*THE TASK:*
Leave every entry as it is and write the data out in full.

[[ SOURCE DATA, beginning ]]

PR #51, opened 2020-10-19
gadget: add ubuntu-save

bboozzoo:
Add new ubuntu-save partition, with role system-save. Note that snapd 2.48+ is
needed to work with this gadget.

### DIFF
--- a/gadget.yaml
+++ b/gadget.yaml
@@ -45,7 +45,11 @@ volumes:
             target: EFI/boot/grubx64.efi
           - source: shim.efi.signed
             target: EFI/boot/bootx64.efi
-      # XXX: should we define the  "ubuntu-save" partition here too?
+      - name: ubuntu-save
+        role: system-save
+        filesystem: ext4
+        type: 83,0FC63DAF-8483-4772-8E79-3D69D8477DE4
+        size: 8M
       - name: ubuntu-data
         role: system-data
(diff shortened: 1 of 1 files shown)


mvo5 (approved):
Thank you!

gadget.yaml
```diff
@@ -45,7 +45,11 @@ volumes:
             target: EFI/boot/grubx64.efi
           - source: shim.efi.signed
             target: EFI/boot/bootx64.efi
-      # XXX: should we define the  "ubuntu-save" partition here too?
+      - name: ubuntu-save
+        role: system-save
+        filesystem: ext4
+        type: 83,0FC63DAF-8483-4772-8E79-3D69D8477DE4
+        size: 8M
```
bboozzoo: I ran into some issues with formatting this device as LUKS2 and then mounting it. We may need to use a larger size.

xnox: I don't think 8MB is enough for all the luks headers & backup, as well as ext4.

Is the intention for it to have 8MB of usable free disk space, once it's encrypted and mounted?

xnox:
Since images are built in livecd-rootfs livefs builders using snapd from deb; 2.48 needs to be in focal-updates before this gets merged.

bboozzoo:
@xnox could we land the PR and publish the snap in edge only?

[[ SOURCE DATA, end ]]

*TASK ANSWER:*
PR #51, opened 2020-10-19
gadget: add ubuntu-save

bboozzoo:
Add new ubuntu-save partition, with role system-save. Note that snapd 2.48+ is
needed to work with this gadget.

### DIFF
--- a/gadget.yaml
+++ b/gadget.yaml
@@ -45,7 +45,11 @@ volumes:
             target: EFI/boot/grubx64.efi
           - source: shim.efi.signed
             target: EFI/boot/bootx64.efi
-      # XXX: should we define the  "ubuntu-save" partition here too?
+      - name: ubuntu-save
+        role: system-save
+        filesystem: ext4
+        type: 83,0FC63DAF-8483-4772-8E79-3D69D8477DE4
+        size: 8M
       - name: ubuntu-data
         role: system-data
(diff shortened: 1 of 1 files shown)


mvo5 (approved):
Thank you!

gadget.yaml
```diff
@@ -45,7 +45,11 @@ volumes:
             target: EFI/boot/grubx64.efi
           - source: shim.efi.signed
             target: EFI/boot/bootx64.efi
-      # XXX: should we define the  "ubuntu-save" partition here too?
+      - name: ubuntu-save
+        role: system-save
+        filesystem: ext4
+        type: 83,0FC63DAF-8483-4772-8E79-3D69D8477DE4
+        size: 8M
```
bboozzoo: I ran into some issues with formatting this device as LUKS2 and then mounting it. We may need to use a larger size.

xnox: I don't think 8MB is enough for all the luks headers & backup, as well as ext4.

Is the intention for it to have 8MB of usable free disk space, once it's encrypted and mounted?

xnox:
Since images are built in livecd-rootfs livefs builders using snapd from deb; 2.48 needs to be in focal-updates before this gets merged.

bboozzoo:
@xnox could we land the PR and publish the snap in edge only?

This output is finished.